Science

Atmospheric pollution & land emissions

We aim to improve air quality forecasting and examine the impact pollutants have on climate.

NCEO scientists are studying air pollution and how emissions from the land surface interact with atmospheric circulation and chemistry to help understand their effect on climate  and to improve air quality forecasts for the UK.

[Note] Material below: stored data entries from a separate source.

PR #1948, opened 2021-11-05
Add make integration-actions command

jLopezbarb:

Adds a make command to run only actions integration tests

## Proposed changes
- Created a new build tag for initialising user
- Add those tags when running tests

### DIFF
--- a/Makefile
+++ b/Makefile
@@ -40,7 +40,11 @@ test:
 
 .PHONY: integration
 integration:
-	 go test github.com/okteto/okteto/integration -tags=integration --count=1 -v -timeout 45m
+	 go test github.com/okteto/okteto/integration -tags="common integration actions" --count=1 -v -timeout 45m
+
+.PHONY: integration-actions
+integration-actions:
+	 go test github.com/okteto/okteto/integration -tags="common actions" --count=1 -v -timeout 45m
 
 .PHONY: build
 build:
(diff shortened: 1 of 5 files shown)


Makefile
```diff
@@ -40,7 +40,11 @@ test:
 
 .PHONY: integration
 integration:
-	 go test github.com/okteto/okteto/integration -tags=integration --count=1 -v -timeout 45m
+	 go test github.com/okteto/okteto/integration -tags="common integration actions" --count=1 -v -timeout 45m
```
pchico83, line 43: I think it should be fine with 15m timeout

pchico83 (approved):

integration/actions_test.go
```diff
@@ -1,5 +1,5 @@
-//go:build integration
-// +build integration
+//go:build actions
```
pchico83, line 1: could you add an envvar to skip the execution of the `context` action?
that why we can automate the execution of that tests only if the CLI version under test support the `context` command

integration/actions_test.go
```diff
@@ -205,6 +205,10 @@ func TestContextAction(t *testing.T) {
 		t.Skip("this test is not required for windows e2e tests")
 		return
 	}
+	if os.Getenv("OKTETO_SKIP_CTX_TEST") != "" {
```
pchico83, line 208: Can we call it `OKTETO_SKIP_CONTEXT_TEST` to make it more verbouse?

PR #1957, opened 2021-11-09
Improved error message for invalid sync path

### LINKED ISSUE #1817: Clear error message and hint when a single file is specified in sync section
[`sync` section](https://okteto.com/docs/reference/manifest/#sync-string-required) for Okteto manifest only supports folders but in the documentation example is also specifying  single file to synchronize. The error I got is a bit confusing `open /home/user/.ssh/id_rsa/.stignore: not a directory`

I would like to receive a clear error message indicating that single files are not supported, only folders, and other fields like `secrets` or `volumes` could fit better

**Additional context**
There was a user with this issue in the #okteto slack channel

Youngestdev:
Fixes #1817

## Proposed changes

- Return an improved message to notify the user to crosscheck and update the directory path in the `sync` field in the okteto manifest.


cmd/up/stignore.go
```diff
@@ -27,6 +27,7 @@ import (
 	initCMD "github.com/okteto/okteto/cmd/init"
 	"github.com/okteto/okteto/cmd/utils"
 	"github.com/okteto/okteto/pkg/config"
+	o_error "github.com/okteto/okteto/pkg/errors"
```
jmacelroy, line 30:
```suggestion
	oktetoError "github.com/okteto/okteto/pkg/errors"
```

Convention for Go is to not have underscores in variable names.

Youngestdev: Ah, that's true 😅. Thank you!

cmd/up/stignore.go
```diff
@@ -41,7 +42,10 @@ func addStignoreSecrets(dev *model.Dev) error {
 		}
 		infile, err := os.Open(stignorePath)
 		if err != nil {
-			return err
+			return o_error.UserError{
```
jmacelroy, line 45: I didn't provide a suggestion change for this and now it's broken. You'll want to test this after applying.

```suggestion
			return oktetoError.UserError{
```

Youngestdev:
Thank you @jmacelroy, all set!

jLopezbarb:
Can you check if it's a directory creating a function here: https://github.com/okteto/okteto/blob/a01729016ce8c6ee803081f5080b3c0efc228335/pkg/model/dev.go#L638
That way we can test the function and have all the validation functions grouped

Youngestdev:
> Can you check if it's a directory creating a function here:
> 
> https://github.com/okteto/okteto/blob/a01729016ce8c6ee803081f5080b3c0efc228335/pkg/model/dev.go#L638
> 
> 
> That way we can test the function and have all the validation functions grouped

This?

```go
	file, err := os.Stat(path)
	if err != nil {
		return false, err
	}
	return file.IsDir(), nil
```

When I did, there were a couple of errors at test time. I'll look into it again.

pkg/model/dev.go
```diff
@@ -635,6 +639,17 @@ func (dev *Dev) setTimeout() error {
 	return nil
 }
 
+func (dev *Dev) validateSync() error {
+	for _, folder := range dev.Sync.Folders {
+		validPath, err := os.Stat(folder.LocalPath)
+		if !validPath.IsDir() && err != nil {
+			return err
```
jLopezbarb, line 646: If err == nil and !validatePath.isDir() there is no error but it should fail because if it's a file its forbidden.
I would return a user error saying that you can only use folders in sync and a hint to https://okteto.com/docs/reference/manifest/#sync-string-required

Youngestdev: So this instead:

```go
if !valudPath.IsDir() && err == nil {}
```

pkg/model/dev.go
```diff
@@ -635,6 +639,17 @@ func (dev *Dev) setTimeout() error {
 	return nil
 }
 
+func (dev *Dev) validateSync() error {
```
jmacelroy, line 642: There should be some tests added for this function. It would cover the case mentioned by Javi.

Youngestdev: Sure. Tests will be added after I fix an underlying issue. 

Javier & I are on that!

Youngestdev: This function is now outdated. I have added the validation to the `validat()` itself and modified the tests.

Youngestdev:
Thanks for the help via the 1:1 @jLopezbarb !

pkg/model/dev.go
```diff
@@ -695,6 +700,32 @@ func (dev *Dev) validate() error {
...
+		if err == nil {
+			if !validPath.IsDir() {
+				return oktetoError.UserError{
+					E:    fmt.Errorf("File paths are not supported on sync fields"),
+					Hint: "Update the `sync` field in your okteto manifest file to a valid directory path.",
+				}
+			}
+		} else if errors.Is(err, os.ErrNotExist) {
+			return oktetoError.UserError{
+				E:    fmt.Errorf("`stignore` path does not exist"),
```
jLopezbarb, line 716: I think this can be any kind of path. It's not stignore path
```suggestion
				E:    fmt.Errorf("path '%s' does not exist", folder.LocalPath),
```

jLopezbarb (approved):

jmacelroy (approved):

pchico83 (approved):

PR #1962, opened 2021-11-11
Add user id to context config

jLopezbarb:

## Proposed changes
- Adds user id from deprecated token
- After upgrading it will create the required field on the first okteto command

### DIFF
--- a/cmd/context/use.go
+++ b/cmd/context/use.go
@@ -153,6 +153,8 @@ func getUserContext(ctx context.Context) (*okteto.UserContext, error) {
 	for retries <= 3 {
 		userContext, err := client.GetUserContext(ctx)
 
+		// If userID is not on context config file we add it and save it.
+		// this prevents from relogin to actual users
 		if okteto.Context().UserID == "" {
 			okteto.Context().UserID = userContext.User.ID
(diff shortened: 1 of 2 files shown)


pchico83 (approved):

cmd/context/use.go
```diff
@@ -152,6 +152,14 @@ func getUserContext(ctx context.Context) (*okteto.UserContext, error) {
 	retries := 0
 	for retries <= 3 {
 		userContext, err := client.GetUserContext(ctx)
+
+		if okteto.Context().UserID == "" {
```
pchico83, line 156: could we add a comment explaining why we need this code?

ifbyol (approved):

cmd/context/use.go
```diff
@@ -152,6 +152,17 @@ func getUserContext(ctx context.Context) (*okteto.UserContext, error) {
 	retries := 0
 	for retries <= 3 {
 		userContext, err := client.GetUserContext(ctx)
+
+		// If userID is not on context config file we add it and save it.
+		// this prevents from relogin to actual users
+		if okteto.Context().UserID == "" {
```
rberrelleza, line 158: Should we only run this if it's an okteto context?

PR #1967, opened 2021-11-12
Solves #1966. Disable HTTP/2 when a SPDY request is detected in the okteto deploy proxy

### LINKED ISSUE #1966: Portforward request with empty body
**Describe the bug**
While using `okteto deploy` with a okteto-stack.yaml the pipeline fails when deploying the mongo instance.

**To Reproduce**

1. using this example https://github.com/teresaromero/movies/tree/pipelines-optimization
2. run okteto deploy 
3. the command starts to build and deploy services but when the mongodb service is started, it throws and error repetly 
```
REQUEST /api/v1/namespaces/teresa/pods/mongodb-0/portforward
METHOD POST
ERRO[0183] could not unmarshal request: unexpected end of JSON input
```

**Expected behavior**
The service is deployed and the pipeline ends correctly, the same as `okteto stack deploy` is run.

- OS: macOS
- Version Monterrey 12.0.1

**Additional context**

ifbyol:

Fixes #1966 

## Proposed changes

- When a SPDY request is detected in the proxy, I create a reverse proxy with HTTP/2 disabled and forward the request using that proxy. By default, the TLS config for *rest.Config uses HTTP/2 first which is incompatible with SPDY

### DIFF
--- a/pkg/k8s/namespaces/namespace.go
+++ b/pkg/k8s/namespaces/namespace.go
@@ -32,6 +32,7 @@ import (
 const (
 	parallelism int64 = 10
 	volumeKind        = "PersistentVolumeClaim"
+	jobKind           = "Job"
 )
 
 // DeleteAllOptions options for delete all operation
@@ -103,6 +104,13 @@ func (n *Namespaces) DestroyWithLabel(ctx context.Context, ns string, opts Delet
 			return err
 		}
 		deleteOpts := metav1.DeleteOptions{}
+
+		// It seems that by default, client-go don't delete pods scheduled by jobs, so we need to set the propation policy
+		if gvk.Kind == jobKind {
+			deletePropagation := metav1.DeletePropagationBackground
+			deleteOpts.PropagationPolicy = &deletePropagation
+		}
+
 		err = n.dynClient.
 			Resource(mapping.Resource).
 			Namespace(ns).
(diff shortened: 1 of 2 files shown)


pkg/k8s/namespaces/namespace.go
```diff
@@ -103,6 +104,13 @@ func (n *Namespaces) DestroyWithLabel(ctx context.Context, ns string, opts Delet
 			return err
 		}
 		deleteOpts := metav1.DeleteOptions{}
+
+		// It seems that by default, client-go don't delete pods scheduled by jobs, so we need to set the propation policy
+		if gvk.Kind == jobKind {
+			deletePropagation := metav1.DeletePropagationBackground
+			deleteOpts.PropagationPolicy = &deletePropagation
+		}
```
ifbyol, line 112: @pchico83 with the example provided by Tere in the issue, the pod generated by a Job is not being deleted. As it is created by the job controller, it does not have the `deployed-by` label, and it seems that by default, client-go don't include the propagation policy (while `kubectl` does). So I'm including it in case of jobs (I see we already have this propagation policy on [our code](https://github.com/okteto/okteto/blob/master/pkg/k8s/jobs/crud.go#L60)). For now I just added it for Jobs, should I include it for other Kinds?

pchico83: @ifbyol nothing else comes to my mind

pchico83 (approved):

jLopezbarb (approved):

We have created new data products and analysis tools for monitoring atmospheric pollution and emissions. For example, the Fire Radiative Power dataset identifies where biomass burning is taking place around the planet. This feeds into air-quality forecasting operations run as part of the Copernicus Atmosphere Service, and also helps inform fire response operations. NCEO researchers developed the first operational fire product for the Sentinel-3 mission.

 

Our research priorities are:

  • To use new data sources to characterise pollutant emissions, pollution transport and chemistry using new data, for example from Sentinel-5P;
  • To generate new EO data that allow testing and improving climate-chemistry, chemistry-transport and land surface models;
  • To monitor and understand the long-term evolution of ozone-destroying chemicals in the stratosphere, in support of the Montreal Protocol;
  • To contribute to international scientific efforts to accurately measure non-CO2 greenhouse gas concentrations from space that assist efforts to cut emissions under the UNFCCC.

 

Our current work includes: 

  • Taking an integrated approach to satellite observations to map trace gases and aerosols in the troposphere and lower stratosphere;
  • Examining the global distribution and processes that determine concentrations of tropospheric ozone – an important greenhouse gas and toxic pollutant when it is near the ground – as well as other atmospheric trace gases. This has been identified as a high-priority research area by the Intergovernmental Panel on Climate Change.
  • Contributing to the World Meteorological Organization’s assessments of ozone depletion in the stratosphere, using satellite and ground-based observations and global modelling of atmospheric circulation. Our recent analyses confirm that the ozone layer is in much better shape than it would have been without the UN treaty.
  • Using satellite observations to directly examine information on surface emissions and atmospheric pollutants to test and improve models. The long-term behaviour of surface emissions and lifetimes of the pollutants will determine the sensitivity of atmospheric chemistry to climate and vice versa.
  • Working with the UK Met Office using measurements of pollutants such as nitrogen dioxide to examine how large-scale weather systems affect air quality. This work at NCEO has led to improvements in the Met Office model used to forecast daily air quality in the UK.
  • Exploiting data from geostationary satellites to develop the Fire Radiative Power datasets, from which fires burning across whole continents can be mapped and their emissions to the atmosphere quantified in almost real-time.